Assignment
Whenever a line in the listing contains "level", copy that line.

Input data
○ ○ ○
PR #1130, opened 2022-04-22
feature(new integration): GA4 cloud mode Integration onboarding

akashrpo:
## Description of the change

> 1. GA4 cloud mode Integration onboarding
> 2. We are using the transformer network layer to send event to GA4
> 3. This PR also includes the bug fix for `constructPayload()` util function where support for handling `false` boolean value is added.

## Type of change

## Related issues

> Fix [#1](rudder-server URL encodes the endpoint before sending an event to the destination and GA4 does not validate if the endpoint is URL encoded due to which we do not see the events being reflected in the dashboard. We have a workaround i.e by utilizing the transformer network layer to send the firebase client event to GA4)

### Development

- [ ] Lint rules pass locally

### Code review 


v0/destinations/ga4/config.js
```diff
@@ -0,0 +1,115 @@
+const { getMappingConfig } = require("../../util");
+
+const ENDPOINT = "https://www.google-analytics.com/mp/collect";
+
+const ConfigCategory = {
```
utsabc, line 5: Can we add reference to Rudderstack ecom spec for each of these events

v0/destinations/ga4/data/GA4CommonConfig.json
```diff
@@ -0,0 +1,35 @@
+[
+  {
+    "destKey": "client_id",
+    "sourceKeys": "messageId",
```
utsabc, line 4: lets add support for some custom id as well for this`context.client_id || messageId`

v0/destinations/ga4/data/GA4PostScoreConfig.json
```diff
@@ -0,0 +1,17 @@
...
+    "required": true
+  },
+  {
+    "destKey": "level",
+    "sourceKeys": "properties.level",
+    "required": false
+  },
+  {
+    "destKey": "character",
+    "sourceKeys": "properties.charcharacteracter",
```
utsabc, line 14: There is typo here probably

v0/destinations/ga4/transform.js
```diff
@@ -0,0 +1,387 @@
...
+  };
+  response.params = {
+    api_secret: Config.apiSecret,
+    measurement_id: Config.measurementId
+  };
+  response.body.JSON = rawPayload;
+  return response;
+};
+
+const process = async event => {
```
utsabc, line 358: do we need async here?

v0/destinations/ga4/transform.js
```diff
@@ -0,0 +1,414 @@
...
+    delete rawPayload.client_id;
+  }
+
+  const payload = {};
+  if (eventNameMapping[event.toLowerCase()]) {
+    // GA4 standard events
+    // get event specific parameters
+    switch (event.toLowerCase()) {
+      /* Browsing Section */
+      case "products_searched":
```
utsabc, line 85: Based on this ref:https://www.rudderstack.com/docs/rudderstack-api/api-specification/rudderstack-ecommerce-events-specification/ordering/

We shouldn't consider only snake case event naming here

akashrpo: We are bringing strings to a common ground by trimming and replacing spaces with `_`. [L:40](https://github.com/rudderlabs/rudder-transformer/pull/1130/files/2b1d183dbf6234b61d1a047e1285e3259e74987c#diff-38fd1bc16aadc482899b425f3baf343c7ccfc49e7a9f0b794bae8f79a4ffaf04R40)

v0/destinations/ga4/data/GA4SpendVirtualCurrencyConfig.json
```diff
@@ -0,0 +1 @@
+[]
```
ItsSudip, line 1: Why it is empty? Is it added due to remaining consistent, like for other events we are using a config.json we should use one for this event also?

v0/destinations/ga4/transform.js
```diff
@@ -0,0 +1,414 @@
...
+
+const trackResponseBuilder = async (message, { Config }) => {
+  let event = get(message, "event");
+  if (!event) {
+    throw new CustomError("Event name is required", 400);
+  }
+
+  // trim and replace spaces with "_"
+  event = event.trim().replace(/\s+/g, "_");
+
```
ItsSudip, line 41: Apart from calling lowerCase every time we can make the event lowercase here. WDYT?

v0/destinations/ga4/utils.js
```diff
@@ -0,0 +1,259 @@
...
+    items = [];
+    products.forEach((item, index) => {
+      let element = constructPayload(
+        item,
+        mappingConfig[ConfigCategory.ITEMS.name]
+      );
+      if (!element.item_id && !element.item_name) {
+        throw new CustomError("One of product_id or name is required", 400);
+      }
+
```
ItsSudip, line 228: Don't discard the entire event for a single product.

v0/destinations/ga4/transform.js
```diff
@@ -0,0 +1,414 @@
...
+    case EventType.TRACK:
+      response = await trackResponseBuilder(message, destination);
+      break;
+    default:
+      throw new CustomError(`Message type ${messageType} not supported`, 400);
+  }
+  return response;
+};
+
+module.exports = { process };
```
ItsSudip, line 414: Can't we support router transformation?

ItsSudip:
Suggestion: 
1. Add more unit test cases.
2. Double check all the event names are properly mapped as well as config.json files.

v0/destinations/ga4/transform.js
akashrpo: Due to custom events being case sensitive

v0/destinations/ga4/utils.js
akashrpo: It is a required field. [Ref](https://developers.google.com/analytics/devguides/collection/protocol/ga4/reference/events#begin_checkout_item)

akashrpo:
Test cases are yet to be added after testing each component.

v0/destinations/ga4/transform.js
akashrpo: we are planning to use CDK for GA4 later due to which we decided not to do routerTransform for now.

v0/destinations/ga4/utils.js
ItsSudip: Yes, that I understood. My concern is we are discarding the entire call for a single product being missed the required field. Can't we implement in that way, filer out the wrong products and send the correct products only?

akashrpo: If we do this then the filtration will be done silently without the user being aware of the properties they are trying to send. IMO keeping this gives the user a better idea of what exactly needs to be passed to get proper reporting on the GA4 dashboard. cc @utsabc

v0/destinations/ga4/data/GA4SpendVirtualCurrencyConfig.json
akashrpo: Added. It got left out.

v0/destinations/ga4/data/GA4GroupConfig.json
```diff
@@ -0,0 +1,7 @@
+[
+  {
+    "destKey": "group_id",
+    "sourceKeys": "properties.group_id",
```
ItsSudip, line 4: We can get groupId in the root of the message.

v0/destinations/ga4/data/GA4ItemsConfig.json
```diff
@@ -0,0 +1,56 @@
...
+  },
+  {
+    "destKey": "index",
+    "sourceKeys": "position",
+    "metadata": {
+      "type": "toNumber"
+    },
+    "required": false
+  }
+]
```
ItsSudip, line 56: Can't see anything related to this file except it is mentioned once in the config.js.

akashrpo: we are using it to get items properties and is used in utils.js. `getDestinationItemProperties()`

v0/destinations/ga4/transform.js
utsabc: async doesn't make sense if you are not using promise inside a function. The feature you are mentioning its there in versionedRouter js where we make async processing of events
https://developer.mozilla.org/en-US/docs/Web/JavaScript/Reference/Statements/async_function

akashrpo: removed

v0/destinations/ga4/utils.js
utsabc: I agree with @akashrpo on this but !element.item_id will not work when item id is `0` we should use defined and not null

akashrpo: Added this check

ItsSudip (dismissed):

utsabc (approved):

ItsSudip (approved):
○ ○ ○
Response to this task
+    "destKey": "level",
+    "sourceKeys": "properties.level",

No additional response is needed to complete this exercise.